Aim of the task = Going through the entries below, copy out each line that contains "contents".

Material provided =
- Opening Delimiter -

PR #423, opened 2021-10-05
Introduce a new MOK variable called MokListTrustedRT

esnowberg:
Introduce a new MOK variable called MokListTrustedRT.  It allows an end-user
to decide if they want to trust MOKList keys within the soon to be booted
Linux kernel.  This variable does not change any functionality within shim
itself.  When Linux boots, if MokListTrustedRT is set and
EFI_VARIABLE_NON_VOLATILE is not set, keys in MokListRT are loaded into the
.machine keyring instead of the .platform keyring.

Signed-off-by: Eric Snowberg <eric.snowberg@oracle.com>

### DIFF
--- a/MokManager.c
+++ b/MokManager.c
@@ -41,6 +41,12 @@ typedef struct {
 } __attribute__ ((packed)) MokDBvar;
 
 typedef struct {
+	UINT32 MokTMLState;
+	UINT32 PWLen;
+	CHAR16 Password[SB_PASSWORD_LEN];
+} __attribute__ ((packed)) MokTMLvar;
+
+typedef struct {
 	INT32 Timeout;
 } __attribute__ ((packed)) MokTimeoutvar;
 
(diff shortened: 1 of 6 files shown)


esnowberg:
Upstream Linux seems to be receptive to this approach.   However they will not move forward with the Linux review until code enters shim first.  Please see the patch above for review.

References to this topic:

https://lwn.net/ml/linux-kernel/20210914211416.34096-1-eric.snowberg@oracle.com/
https://lwn.net/ml/linux-kernel/270f47e1b152a1fb8fd909ec188b5573176980fc.camel@kernel.org/
https://github.com/esnowberg/mokutil/tree/0.3.0-mokvars-v2

MokManager.c
```diff
@@ -1678,6 +1684,121 @@ static EFI_STATUS mok_db_prompt(void *MokDB, UINTN MokDBSize)
...
+		return EFI_ACCESS_DENIED;
+	}
+
+	if (var->MokTMLState == 0)
+		ret = console_yes_no(trust_tml);
+	else
+		ret = console_yes_no(untrust_tml);
+
+	if (ret == 0) {
+		LibDeleteVariable(L"MokTML", &SHIM_LOCK_GUID);
```
vathpela, line 1775: Here we're using "MokTML"....

MokManager.c
```diff
@@ -1678,6 +1684,121 @@ static EFI_STATUS mok_db_prompt(void *MokDB, UINTN MokDBSize)
...
+		return EFI_ABORTED;
+	}
+
+	if (var->MokTMLState == 0) {
+		efi_status = gRT->SetVariable(L"MokTMLState", &SHIM_LOCK_GUID,
```
vathpela, line 1780: But here we've got "MokTMLState".  Also this should use RT-> instead of gRT->.

MokManager.c
```diff
@@ -2436,6 +2580,16 @@ static EFI_STATUS check_mok_request(EFI_HANDLE image_handle)
 		console_error(L"Could not retrieve MokDB", efi_status);
 	}
 
+	efi_status = get_variable(L"MokTML", (UINT8 **) & MokTML, &MokTMLSize,
+				  SHIM_LOCK_GUID);
+	if (!EFI_ERROR(efi_status)) {
+		efi_status = LibDeleteVariable(L"MokTML", &SHIM_LOCK_GUID);
```
vathpela, line 2586: Here we're using "MokTML" again...

mok.c
```diff
@@ -166,6 +166,20 @@ struct mok_state_variable mok_state_variable_data[] = {
 		  MOK_VARIABLE_MEASURE,
 	 .pcr = 7,
 	},
+	{.name = L"MokTMLState",
+	 .name8 = "MokTMLState",
+	 .rtname = L"MokListTrustedRT",
+	 .rtname8 = "MokListTrustedRT",
```
vathpela, line 172: And here we've got "MokTMLState", but the RT variable is MokListTrustedRT".  Unless I've missed something major, "MokTML" vs "MokTMLState" is a bug.  In any case, I think the BS|NV variable needs to reflect the name of the RT variable; please make it "MokListTrusted".

MokManager.c
```diff
@@ -1678,6 +1684,121 @@ static EFI_STATUS mok_db_prompt(void *MokDB, UINTN MokDBSize)
...
+	int ret;
+	CHAR16 *untrust_tml[] = { L"Do not trust the MOK list", NULL };
+	CHAR16 *trust_tml[] = { L"Trust the MOK list", NULL };
+
+	if (MokTMLSize != sizeof(MokTMLvar)) {
+		console_notify(L"Invalid MokTML variable contents");
+		return EFI_INVALID_PARAMETER;
+	}
+
+	ST->ConOut->ClearScreen(ST->ConOut);
```
vathpela, line 1707: This should use clear_screen().

MokManager.c
```diff
@@ -1678,6 +1684,121 @@ static EFI_STATUS mok_db_prompt(void *MokDB, UINTN MokDBSize)
...
+		efi_status = gRT->SetVariable(L"MokTMLState", &SHIM_LOCK_GUID,
+					      EFI_VARIABLE_NON_VOLATILE |
+					      EFI_VARIABLE_BOOTSERVICE_ACCESS,
+					      1, &dbval);
+		if (EFI_ERROR(efi_status)) {
+			console_notify(L"Failed to set TML state");
+			return efi_status;
+		}
+	} else {
+		efi_status = gRT->SetVariable(L"MokTMLState", &SHIM_LOCK_GUID,
```
vathpela, line 1789: Likewise.

MokManager.c
esnowberg: The MokTML variable is set through mokmanager to indicate the user wants to change the contents of MokTMLState.  Would it be less confusing if I used a different variable name?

- Closing Delimiter -

Answer section =
+		console_notify(L"Invalid MokTML variable contents");
esnowberg: The MokTML variable is set through mokmanager to indicate the user wants to change the contents of MokTMLState.  Would it be less confusing if I used a different variable name?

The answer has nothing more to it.